*EXERCISE OBJECTIVE:* In the listing below, the line containing "EarningsPool.Data storage earningsPool" marks the end; copy exactly every line from the first through that one.

*DATA:*
• • • •
PR #325, opened 2019-09-18
bonding: EarningsClaimed event

### LINKED ISSUE #305: Emit an event for claiming earnings
It would be helpful for the BondingManager contract to emit an event when earnings are claimed. Indexers could use these events to build of a history of earnings over time.

kyriediculous:
This PR adds an `EarningsClaimed` event to the `BondingManager` that will be emitted when a delegator claims earnings. 

```
   event EarningsClaimed(address indexed delegator, address indexed delegate, uint256 rewards, uint256 fees, uint256 startRound, uint256 endRound);
```

- added `EarningsClaimed` event definition to `BondingManager` interface
- emit `EarningsClaimed` event from `updateDelegatorWithEarnings`
- add unit tests to check if the event gets emitted correctly

Fixes #305 

**Checklist:**

### DIFF
--- a/contracts/bonding/BondingManager.sol
+++ b/contracts/bonding/BondingManager.sol
@@ -1029,23 +1029,32 @@ contract BondingManager is ManagerProxyTarget, IBondingManager {
             // we know they will require too much gas to loop through all the necessary rounds to claim earnings
             // The user should instead manually invoke `claimEarnings` to split up the claiming process
             // across multiple transactions
-            require(_endRound.sub(del.lastClaimRound) <= maxEarningsClaimsRounds);
+            uint256 lastClaimRound = del.lastClaimRound;
+            require(_endRound.sub(lastClaimRound) <= maxEarningsClaimsRounds);
+            uint256 startRound = lastClaimRound.add(1);
 
             uint256 currentBondedAmount = del.bondedAmount;
             uint256 currentFees = del.fees;
 
-            for (uint256 i = del.lastClaimRound + 1; i <= _endRound; i++) {
+            for (uint256 i = startRound; i <= _endRound; i++) {
                 EarningsPool.Data storage earningsPool = transcoders[del.delegateAddress].earningsPoolPerRound[i];
 
                 if (earningsPool.hasClaimableShares()) {
-                    bool isTranscoder = _delegator == del.delegateAddress;
-
-                    (uint256 fees, uint256 rewards) = earningsPool.claimShare(currentBondedAmount, isTranscoder);
+                    (uint256 fees, uint256 rewards) = earningsPool.claimShare(currentBondedAmount, _delegator == del.delegateAddress);
 
                     currentFees = currentFees.add(fees);
                     currentBondedAmount = currentBondedAmount.add(rewards);
                 }
             }
+
+            emit EarningsClaimed(
+                del.delegateAddress,
+                _delegator,
+                currentBondedAmount.sub(del.bondedAmount),
+                currentFees.sub(del.fees),
+                startRound,
+                _endRound
+            );
 
             // Rewards are bonded by default
             del.bondedAmount = currentBondedAmount;
--- a/contracts/bonding/IBondingManager.sol
+++ b/contracts/bonding/IBondingManager.sol
@@ -16,6 +16,7 @@ contract IBondingManager {
     event Rebond(address indexed delegate, address indexed delegator, uint256 unbondingLockId, uint256 amount);
     event WithdrawStake(address indexed delegator, uint256 unbondingLockId, uint256 amount, uint256 withdrawRound);
     event WithdrawFees(address indexed delegator);
+    event EarningsClaimed(address indexed delegate, address indexed delegator, uint256 rewards, uint256 fees, uint256 startRound, uint256 endRound);
 
     // Deprecated events
     // These event signatures can be used to construct the appropriate topic hashes to filter for past logs corresponding
--- a/test/unit/BondingManager.js
+++ b/test/unit/BondingManager.js
@@ -4,6 +4,7 @@ import {contractId, functionSig, functionEncodedABI} from "../../utils/helpers"
 import {constants} from "../../utils/constants"
 import BN from "bn.js"
 import {expectRevertWithReason} from "../helpers/expectFail"
+import truffleAssert from "truffle-assertions"
 
 const BondingManager = artifacts.require("BondingManager")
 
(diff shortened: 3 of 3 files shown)


contracts/bonding/IBondingManager.sol
```diff
@@ -16,6 +16,7 @@ contract IBondingManager {
     event Rebond(address indexed delegate, address indexed delegator, uint256 unbondingLockId, uint256 amount);
     event WithdrawStake(address indexed delegator, uint256 unbondingLockId, uint256 amount, uint256 withdrawRound);
     event WithdrawFees(address indexed delegator);
+    event EarningsClaimed(address indexed delegator, address indexed delegate, uint256 rewards, uint256 fees, uint256 startRound, uint256 endRound);
```
yondonfu: Since the other events that include both a delegator and a delegate address specify the delegator address and then the delegate address what do you think about doing the same in this event?

contracts/bonding/BondingManager.sol
```diff
@@ -1047,9 +1048,19 @@ contract BondingManager is ManagerProxyTarget, IBondingManager {
...
+                currentFees.sub(del.fees),
+                currentBondedAmount.sub(del.bondedAmount),
+                lastClaimRound + 1,
+                _endRound
+            );
+
             // Rewards are bonded by default
             del.bondedAmount = currentBondedAmount;
             del.fees = currentFees;
+
```
yondonfu: Extra newline here?

contracts/bonding/BondingManager.sol
```diff
@@ -1029,12 +1029,13 @@ contract BondingManager is ManagerProxyTarget, IBondingManager {
             // we know they will require too much gas to loop through all the necessary rounds to claim earnings
             // The user should instead manually invoke `claimEarnings` to split up the claiming process
             // across multiple transactions
-            require(_endRound.sub(del.lastClaimRound) <= maxEarningsClaimsRounds);
+            uint256 lastClaimRound = del.lastClaimRound;
```
yondonfu: Can we instead store `uint256 startRound = del.lastClaimRound + 1` so that we can use `startRound` in the for loop conditional as well as when we emit the `EarningsClaimed` event? We would just need to change the below require statement to:

```
require(_endRound.sub(startRound) < maxEarningsClaimsRounds);
```

contracts/bonding/IBondingManager.sol
kyriediculous: Oh yeah sounds good, I didn't notice

contracts/bonding/BondingManager.sol
kyriediculous: We can do that but `_endRound.sub(startRound)` will revert when we invoke `autoClaimEarnings` twice in the same round so we'll still have to use `_endRound.sub(del.lastClaimedRound)`

contracts/bonding/BondingManager.sol
kyriediculous: fixed in d8c8a5f

contracts/bonding/IBondingManager.sol
kyriediculous: fixed in d8c8a5f

contracts/bonding/BondingManager.sol
yondonfu: Great point!

Can we avoid an extra storage read for `del.lastClaimRound` by storing `lastClaimRound` in memory?

Ex.

```
uint256 lastClaimRound = del.lastClaimRound;
require(_endRound.sub(lastClaimRound) <= maxEarningsClaimsRounds);

uint256 startRound = lastClaimRound.add(1);

// Rest of code
```

kyriediculous: With some work-arounds yes, otherwise we'll be running into the stack size limit and we'll pop off the `_delegator` argument , which becomes problematic if we need to access that value on the stack down the line (the notorious "stack too deep" error). 

I think removing `isTranscoder` should work, we can evaluate that expression directly instead.

It's for the same reason (stack size limit) that we are doing arithmetics in the line where the event gets logged. The obvious solution would be to keep track of a local `totalFees` and `totalRewards` variable, but due EVM restrictions it's not possible.

kyriediculous: Fixed in 9f4751a

contracts/bonding/BondingManager.sol
```diff
@@ -1029,24 +1029,33 @@ contract BondingManager is ManagerProxyTarget, IBondingManager {
...
 
                     currentFees = currentFees.add(fees);
                     currentBondedAmount = currentBondedAmount.add(rewards);
                 }
             }
 
+            emit EarningsClaimed(
+                del.delegateAddress,
+                _delegator,
+                currentFees.sub(del.fees),
```
yondonfu: The arguments here are in the wrong order - `rewards` comes before `fees`. The order should instead be `currentBondedAmount.sub(del.bondedAmount)` followed by `currentFees.sub(del.fees)`. See my other comment in this review for a note on why the tests are still passing.

test/unit/BondingManager.js
```diff
@@ -1841,6 +1841,20 @@ contract("BondingManager", accounts => {
             assert.equal((await bondingManager.getDelegator(delegator1))[5], currentRound + 1, "should update caller's lastClaimRound to the current round")
         })
 
+        it("fires a ClaimEarnings event", async () => {
```
yondonfu: Let's update the event name here to `EarningsClaimed`.

test/unit/BondingManager.js
```diff
@@ -1841,6 +1841,20 @@ contract("BondingManager", accounts => {
...
+            const expRewards = new BN(delegatorRewards * .3) // 30%
+            const expFees = new BN(delegatorFees * .3) // 30%
+            bondingManager.EarningsClaimed({from: delegator1}).on("data", e => {
```
yondonfu: This event emitter based test isn't working properly because the test completes before the assertions in the callback are executed.

If this event emitter based test is replaced with a test that uses `truffleAssert`, the new test will fail because of the incorrect argument ordering when the `EarningsClaimed` event is fired:

```
const txResult = await bondingManager.claimEarnings(currentRound + 1, {from: delegator1})
            
truffleAssert.eventEmitted(txResult, "EarningsClaimed", e => {
    return e.delegate === transcoder &&
               e.delegator == delegator1 &&
               e.fees == expFees.toString() &&
               e.rewards == expRewards.toString() &&
               e.startRound == (currentRound + 1).toString() &&
               e.endRound == (currentRound + 1).toString()
})
```

kyriediculous: There's other tests in BondingManager.js that use the eventEmitter, would this be true for those tests as well then? Should we replace them all with `truffleAssert.eventEmitted` ?

kyriediculous: fixed in 0ee7707

test/unit/BondingManager.js
kyriediculous: fixed in 0ee7707

contracts/bonding/BondingManager.sol
kyriediculous: fixed in 0ee7707

test/unit/BondingManager.js
yondonfu: > There's other tests in BondingManager.js that use the eventEmitter, would this be true for those tests as well then?

Those might be a problem - let's take a look at those separately from this PR.

kyriediculous: I'll create an issue for it in the security audit prep project

kyriediculous: https://github.com/livepeer/protocol/issues/326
• • • •
*SOLUTION TO THIS PROBLEM:*
PR #325, opened 2019-09-18
bonding: EarningsClaimed event

### LINKED ISSUE #305: Emit an event for claiming earnings
It would be helpful for the BondingManager contract to emit an event when earnings are claimed. Indexers could use these events to build of a history of earnings over time.

kyriediculous:
This PR adds an `EarningsClaimed` event to the `BondingManager` that will be emitted when a delegator claims earnings. 

```
   event EarningsClaimed(address indexed delegator, address indexed delegate, uint256 rewards, uint256 fees, uint256 startRound, uint256 endRound);
```

- added `EarningsClaimed` event definition to `BondingManager` interface
- emit `EarningsClaimed` event from `updateDelegatorWithEarnings`
- add unit tests to check if the event gets emitted correctly

Fixes #305 

**Checklist:**

### DIFF
--- a/contracts/bonding/BondingManager.sol
+++ b/contracts/bonding/BondingManager.sol
@@ -1029,23 +1029,32 @@ contract BondingManager is ManagerProxyTarget, IBondingManager {
             // we know they will require too much gas to loop through all the necessary rounds to claim earnings
             // The user should instead manually invoke `claimEarnings` to split up the claiming process
             // across multiple transactions
-            require(_endRound.sub(del.lastClaimRound) <= maxEarningsClaimsRounds);
+            uint256 lastClaimRound = del.lastClaimRound;
+            require(_endRound.sub(lastClaimRound) <= maxEarningsClaimsRounds);
+            uint256 startRound = lastClaimRound.add(1);
 
             uint256 currentBondedAmount = del.bondedAmount;
             uint256 currentFees = del.fees;
 
-            for (uint256 i = del.lastClaimRound + 1; i <= _endRound; i++) {
+            for (uint256 i = startRound; i <= _endRound; i++) {
                 EarningsPool.Data storage earningsPool = transcoders[del.delegateAddress].earningsPoolPerRound[i];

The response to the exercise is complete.